__Exercise prompt__
Check each line of the material for the string "never", then give only how many lines have it.

__Study material__
PR #306, opened 2018-01-24
Make DB files in temporary directories during tests

### LINKED ISSUE #274: Database-storage
I would like the database-storage for tests to be in a temporary directory. When I test and the test fails with a `Fatal`, the db-files are still in my directory, which clutters things.

jeffallen:
Creation and deletion of the temp directory is managed
by serviceManager. There is one serviceManager per *onet.Server.

The ways to create *onet.Server's had to be constrained to
either test-mode, which ensures the db is nuked, or live mode
which does not delete the database. Only servers created via
the methods on *onet.LocalTest delete the db. The other ways
to create servers leave them in live mode, so there can be no accidental
DB deletion.

Simulation had to be modified to use the environment variable
and later cleanup.

Tests had to be modified to use local.NewLocalTest if they were not
already.

Fixes #274.


service.go
```diff
@@ -205,21 +206,28 @@ type serviceManager struct {
 	server *Server
 	// a bbolt database for all services
 	db *bolt.DB
+	// where the database should be
+	where string
```
kc1212: rather than where, it's clearer to say something like `dbDir`

service.go
```diff
@@ -269,7 +286,7 @@ func (s *serviceManager) Process(env *network.Envelope) {
 }
 
 // closeDatabase closes the database.
-// It also removes the database file if contextDataPath is set to "".
+// It also removes the database file if the path is not default (i.e. testing config)
```
kc1212: Does this mean we should never use non-default db-directory when writing prod code?

jeffallen: Yes, just as you would have never called setContextPath("") in production code.

kc1212: I feel this approach will cause some confusing (but no more than before) as `NewServer` is a public API, whoever is calling it might set the directory to something other than `""`. Do you think an explicit flag is better, something like `cleanOnClose bool` in `newServiceManager`? I remember Linus saying something about setting a flag to indicate whether the server is in a test or not.

service.go
```diff
@@ -204,22 +205,33 @@ type serviceManager struct {
...
+func newServiceManager(svr *Server, o *Overlay, dbPath string) *serviceManager {
+	services := make(map[ServiceID]Service)
+	s := &serviceManager{
+		services:   services,
+		server:     svr,
+		dbPath:     dbPath,
+		Dispatcher: network.NewRoutineDispatcher(),
+	}
+	if dbPath == "" {
+		s.delDb = true
```
kc1212: I'm nitpicking a bit - if we already have `delDb`, we don't need to check for `dbPath` anymore, right? `newServiceManager` and `newService` would take an additional parameter for `delDb`.

server.go
```diff
@@ -41,18 +40,22 @@ type Server struct {
 }
 
 // NewServer returns a fresh Server tied to a given Router.
-func NewServer(r *network.Router, pkey kyber.Scalar, s network.Suite) *Server {
+// If where is "", the server will write its database to the default
+// location. If where is != "", it is considered a temp dir, and the
+// DB is deleted on close.
+func newServer(where string, r *network.Router, pkey kyber.Scalar, s network.Suite) *Server {
```
kc1212: `s/where/delDb`

jeffallen: I missed that one before, pushign a new change to fix it.

service.go
kc1212: ops, `newServer`, not `newService`

jeffallen:
Wait, this is not ready to check in. I am getting left over *.db files in ~/Library/Conode now. Arrgh.

ineiti:
Can you give some more context in the description how you fixed this?

kc1212:
@jeffallen please fix conflicts

ineiti:
Did you try this out with the current cothority?

jeffallen:
There's something not right in cothority, debugging...

jeffallen:
Ok, as soon as this is merged, we need to merge dedis/cothority#1009 which has a fix to make it work with this.

local.go
```diff
@@ -164,6 +173,12 @@ func (l *LocalTest) GenRosterFromHost(servers ...*Server) *Roster {
 	return list
 }
 
+func (l *LocalTest) panicClosed() {
```
kc1212: I don't really like this because whoever is writing a new function will need to remember to call `panicClosed`. However, I can't think of any other way to do it and it's not a huge problem if it's not called, it'll just take longer to debug.

Issue #51, opened 2017-01-06
Error in TreeNodeInstance.DispatchChannel


ineiti:
Once upon a while there was an error in DispatchChannel, but it only showed up occasionally on Travis. So there is some code waiting there to show something, just in case it happens again...

kc1212:
There's still code regarding this issue here https://github.com/dedis/onet/blob/5bce6550583377efd53cd4080e0cc18984c2ffd3/treenode.go#L373, can they be removed?

PR #307, opened 2018-01-24
Remove calls to log.Stack that are no longer needed

### LINKED ISSUE #301: remove calls to log.Stack
Taking an entire stack dump is expensive.

Doing it on every call to TreeNodeInstance.SendToParent is really not ok.

Remove this call. Audit others and remove them when they are in logs like this.

jeffallen:
Fixes #301, #51.

### DIFF
--- a/.travis.yml
+++ b/.travis.yml
@@ -1,13 +1,20 @@
 language: go
 
 install:
-  - go get -t ./...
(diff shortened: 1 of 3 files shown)


jeffallen:
I added a second commit here that tests a new system to start builds on other repos. Let's see how it goes...

PR #313, opened 2018-01-29
fixing a bug in LocalTest cleanup

ineiti:
The `LocalTest.Stop` function was misbehaving in that it supposed all connections were closed before it got called, which is not always the case.

This PR also changes the way `local.CloseAll` behaves: if `go test` is called without `-v`, `local.CloseAll` reroutes all logging to `/dev/null` while closing, as there might be quite some error messages due to late packets arriving.

### DIFF
--- a/network/local.go
+++ b/network/local.go
@@ -40,7 +40,7 @@ type LocalManager struct {
 	counter uint64
 	// close on this channel indicates that connection retries should stop
 	stopping chan bool
-	stopOnce sync.Once
+	stopped  bool
 	// a waitgroup to check that all serving goroutines are done
 	wg sync.WaitGroup
 }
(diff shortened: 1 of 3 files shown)


network/local.go
```diff
@@ -176,7 +179,14 @@ func (lm *LocalManager) count() int {
 // Stop tells any connections that are sleeping on retry
 // to stop sleeping and return an error.
 func (lm *LocalManager) Stop() {
-	lm.stopOnce.Do(func() { close(lm.stopping) })
+	lm.Lock()
```
jeffallen: stopOnce was needed before due to panic on "closing a closed channel" for the close of lm.stopping. What changed to not need this?

ineiti: It seems that we call `Stop` only once now. What test was triggering the error?

jeffallen: Don't recall. Let's check this in and come back to it if we need to.

PR #318, opened 2018-01-30
Change timeout integers to time.Duration

### LINKED ISSUE #315: simul/manage Timeout is int not time.Duration
```
// PrepareCount is sent so that every node can contact the root to say
// the counting is still going on.
type PrepareCount struct {
	Timeout int
}
```

jeffallen:
Fixes #315.

### DIFF
--- a/simul/manage/count.go
+++ b/simul/manage/count.go
@@ -71,7 +71,7 @@ func NewCount(n *onet.TreeNodeInstance) (onet.ProtocolInstance, error) {
 	p := &ProtocolCount{
 		TreeNodeInstance: n,
 		Quit:             make(chan bool),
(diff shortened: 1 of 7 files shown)


simul/manage/count.go
```diff
@@ -71,7 +71,7 @@ func NewCount(n *onet.TreeNodeInstance) (onet.ProtocolInstance, error) {
 	p := &ProtocolCount{
 		TreeNodeInstance: n,
 		Quit:             make(chan bool),
-		timeout:          1024,
+		timeout:          1024 * time.Millisecond,
```
ineiti: git unblame ineiti: s/1024/1000/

__Your solution__
2